About this task:
Each line from the one holding "ENH: Save DICOM" to the end of the data below must be output verbatim, with no other lines.

Stored data

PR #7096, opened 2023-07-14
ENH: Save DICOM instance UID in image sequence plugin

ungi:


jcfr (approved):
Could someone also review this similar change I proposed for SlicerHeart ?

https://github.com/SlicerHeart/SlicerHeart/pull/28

Reply to the task:
ENH: Save DICOM instance UID in image sequence plugin

ungi:


jcfr (approved):
Could someone also review this similar change I proposed for SlicerHeart ?

https://github.com/SlicerHeart/SlicerHeart/pull/28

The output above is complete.